A pipeline definition has the same problem. Each pipeline embeds the same standard concerns, the registry URL, the eval dataset bucket, the GPU node selector, the canary thresholds, the rollout strategy. If those are duplicated per pipeline, drift wins. If the decisions are centralized once and projected into every pipeline as parameters, DaC wins.

In Tekton. That's a Pipeline that takes Parameters from a centralized ConfigMap. In Argo Workflows. It's a WorkflowTemplate that downstream Workflows reference with parameter overrides. In GitHub Actions. It's a reusable workflow with workflow_call and inputs. In Jenkins X, it's a shared library.

The shape is the same one I describe in the Helm values article: define the standard pipeline shape once, project it into every consuming pipeline through parameters that map to the consuming pipeline's primitives. Change the standard eval threshold. Every pipeline picks it up. No PR storm.

This is the same pattern the plan-output-as-data work in 2024 was building toward, pipeline output and pipeline input as structured data the rest of the platform can consume. The model-deploy pipeline emits an eval scorecard JSON; downstream automation consumes it; the policy gate reads it. Same data shape, different consumer.

Rollback discipline

The rollback story is half of the deploy story and gets half the attention.

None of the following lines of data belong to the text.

PR #269, opened 2017-03-16
IterativeDeepeningAlphaBetaSearch implemented

Manthan-R-Sheth:
Most of the adaptation is from AIMA3e branch. 

**Changes Made** :-
1. ```ActionStore<A>``` inner class is replaced with a ```TreeSet``` to improve the complexity of insertion.
1. Code is cleaned and adjusted according to AIMA4e conventions.

**Path Ahead** :-
1. An interface will be made to increase the functionality, or ```SearchForAdversarialActionFunction``` can be used directly.
1. Tests will be written. 

Since AphaBetaSearch is used with an additional ```depth``` parameter, a class similar to ```DepthLimitedTreeSearch``` could have been used.

### DIFF
--- a/extra/src/main/java/aima/extra/search/uninformed/IterativeDeepeningAlphaBetaSearch.java
+++ b/extra/src/main/java/aima/extra/search/uninformed/IterativeDeepeningAlphaBetaSearch.java
@@ -1,0 +1,133 @@
+package aima.extra.search.uninformed;
+
+import aima.core.search.api.Game;
+import aima.core.search.api.SearchForAdversarialActionFunction;
+
+import java.util.List;
+import java.util.Map;
+import java.util.TreeMap;
+import java.util.stream.Collectors;
+
+/**
+ * Implements an iterative deepening Minimax search with alpha-beta pruning and
+ * action ordering. Maximal computation time is specified in seconds. The
+ * algorithm is implemented as template method and can be configured and tuned
+ * by subclassing.
+ *
+ * @author Ruediger Lunde
+ * @author manthan.
+ * 
+ * @param <S>
+ *            Type which is used for states in the game.
+ * @param <A>
+ *            Type which is used for actions in the game.
+ * @param <P>
+ *            Type which is used for players in the game.
+ */
+public class IterativeDeepeningAlphaBetaSearch<S, A, P> implements SearchForAdversarialActionFunction<S, A> {
+    private Game<S, A, P> game;
+    private double utilMax;
+    private double utilMin;
+    private int currDepthLimit;
+    private boolean heuristicEvaluationUsed = true;
+    private Timer timer;
+
+    public static <S, A, P> IterativeDeepeningAlphaBetaSearch<S, A, P> createFor(Game<S, A, P> game, double utilMin, double utilMax, int time) {
+        return new IterativeDeepeningAlphaBetaSearch<>(game, utilMin, utilMax, time);
+    }
+
+    public IterativeDeepeningAlphaBetaSearch(Game<S, A, P> game, double utilMin, double utilMax, int time) {
+        this.game = game;
+        this.utilMin = utilMin;
+        this.utilMax = utilMax;
+        this.timer = new Timer(time);
+    }
+
+    @Override
+    public A apply(S state) {
+        P player = game.player(state);
+        List<A> results = game.actions(state);
+        timer.start();
+        Map<Double, A> newResults;
+        for (currDepthLimit = 2; !timer.timeOutOccured() && heuristicEvaluationUsed; currDepthLimit++) {
+            heuristicEvaluationUsed = false;
+            newResults = new TreeMap<>();
+            for (A action : results) {
+                double value = minValue(game.result(state, action), player, Double.NEGATIVE_INFINITY, Double.POSITIVE_INFINITY, 1);
+                if (timer.timeOutOccured())
+                    break;
+                newResults.put(value, action);
+            }
+            if (newResults.size() > 0) {
+                results = newResults.values().stream().collect(Collectors.toList());
+                if (!timer.timeOutOccured()) {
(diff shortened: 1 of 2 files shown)


extra/src/main/java/aima/extra/search/uninformed/IterativeDeepeningAlphaBetaSearch.java
```diff
@@ -0,0 +1,120 @@
...
+
+import java.util.List;
+import java.util.Map;
+import java.util.TreeMap;
+import java.util.stream.Collectors;
+
+/**
+ * @author manthan.
+ */
+public class IterativeDeepeningAlphaBetaSearch<A, S, P> implements SearchForAdversarialActionFunction<S, A> {
```
ctjoreilly: Could you order <A, S, P> the same as AlphaBetaSearch i.e. <S, A, P> and add @param descriptions to the class JavaDoc in a similar way.

ctjoreilly (changes requested):
This looks good, could you address the minor comment I made and also rebase/squash as necessary so I can apply as a patch and try out before merging.

Thanks

Ciaran

Manthan-R-Sheth:
@ctjoreilly 
Updated as said.

extra/src/main/java/aima/extra/search/uninformed/IterativeDeepeningAlphaBetaSearch.java
```diff
@@ -0,0 +1,126 @@
...
+import aima.core.search.api.Game;
+import aima.core.search.api.SearchForAdversarialActionFunction;
+
+import java.util.List;
+import java.util.Map;
+import java.util.TreeMap;
+import java.util.stream.Collectors;
+
+/**
+ * @author manthan.
```
ctjoreilly: As this is based largely on the AIMA3e version of the code could you add the original author's name here as well (i.e. @author Ruediger Lunde, I would also suggest taking over the description). The convention is that the author who contributed the most to a particular implementation should be listed first. If an author has been involved or code is closely based on a prior implementation, there name should remain included.

test/src/test/java/aima/test/unit/search/adversarial/SearchForAdversarialActionFunctionTest.java
```diff
@@ -28,22 +29,23 @@
...
+	public <S, A, P> A searchForAdversarialAction(Game<S, A, P> game, Integer... params) {
+		SearchForAdversarialActionFunction<S, A> searchFn;
+		if (params != null) {
+			if ("MinimaxDecision".equals(searchFunctionName)) {
+				searchFn = new MinimaxDecision<>(game);
+			} else {
+				searchFn = new AlphaBetaSearch<>(game);
+			}
+		} else {
+			searchFn = new IterativeDeepeningAlphaBetaSearch<>(game, params[0], params[1], params[2]);
```
ctjoreilly: NOTE: IterativeDeepeningAlphaBetaSearch is never tested! At this point params is null and the way the test below is configured AlphaBetaSearch is all that is called and only one test contains the params for the IterativeDeepening calls. This code should be re-configured to just be:

	public <S, A, P> A searchForAdversarialAction(Game<S, A, P> game, Integer... params) {
		SearchForAdversarialActionFunction<S, A> searchFn;
		
		if ("MinimaxDecision".equals(searchFunctionName)) {
			searchFn = new MinimaxDecision<>(game);
		} else if ("AlphaBetaSearch".equals(searchFunctionName)) {
			searchFn = new AlphaBetaSearch<>(game);
		} else {
			searchFn = new IterativeDeepeningAlphaBetaSearch<>(game, params[0], params[1], params[2]);
		}
		
		return searchFn.apply(game.initialState());
	}

test/src/test/java/aima/test/unit/search/adversarial/SearchForAdversarialActionFunctionTest.java
```diff
@@ -111,7 +113,14 @@ public void testAIMA3eFig5_2() {
...
-		
+
 		Assert.assertEquals(new GoAction("B"), searchForAdversarialAction(game));
+
+		Game<InState, GoAction, String> game2 = new BasicGame<>(() -> new InState("A"), aima3eFig5_2PlayerFn,
+				Map2DFunctionFactory.getActionsFunction(aima3eFig5_2),
+				Map2DFunctionFactory.getResultFunction(aima3eFig5_2), aima3eFig5_2TerminalTestPredicate,
+				aima3eFig5_2UtilityFn);
+		Assert.assertEquals(new GoAction("B"), searchForAdversarialAction(game2, 100, 0, 200));
+
```
ctjoreilly: This is just repeating the prior test and adding params (not used currently) specifically for the iterative deepening search. All you need to do is add the params to each of the searchForAdversarialAction calls, as they are only intended to be used by the IterativeDeepening algorithm currently and don't affect the other 2 algorithms. All it needs to be is this:

	@Test
	public void testAIMA3eFig5_2() {
		Game<InState, GoAction, String> game = new BasicGame<>(() -> new InState("A"), aima3eFig5_2PlayerFn,
				Map2DFunctionFactory.getActionsFunction(aima3eFig5_2),
				Map2DFunctionFactory.getResultFunction(aima3eFig5_2), aima3eFig5_2TerminalTestPredicate,
				aima3eFig5_2UtilityFn);
		Assert.assertEquals(new GoAction("B"), searchForAdversarialAction(game, 100, 0, 200));

	}

ctjoreilly (changes requested):
Please rebase/squash as before when you re-submit.

Thanks

Ciaran

Manthan-R-Sheth:
@ctjoreilly 
Ya i realise the mistake of ```IterativeDeepeningAlphaBetaSearch``` never being tested.
Have fixed it though.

The minimum bar:

The model artifact for the previous version is still in the registry, retained for at least 30 days.
The deploy manifest for the previous version is still in the GitOps repo, recoverable from the last green commit.
The eval scorecard for the previous version is still in the eval-results bucket, queryable to confirm parity.
The router knows how to shift traffic back to the previous serving deployment within seconds, not minutes.

If any of those four are missing, the rollback story is a story you'll tell on a postmortem.

What I keep coming back to

The CI/CD-for-AI conversation in 2025 has settled on a shape that looks a lot like the CI/CD-for-services conversation looked in 2018: pick the tool that matches your platform, treat the artifact as versioned, gate the deploy on a meaningful test, build the rollback story before you need it, and centralize the pipeline definition so changes propagate by reference. The differences from a service pipeline are real but local: the test is an eval suite instead of a unit suite, the artifact lives in a model registry instead of a container registry, the rollout is blue-green or shadow because the regression mode is subtle.

The pipeline shape that holds up isn't novel. It's the same shape you already know, with the AI-specific joints bent into place. Don't over-engineer it. Don't under-test it. And treat the pipeline definition itself as a Decisions as Code surface, projected into every consumer. The approach is older than the workload it's running. It still works.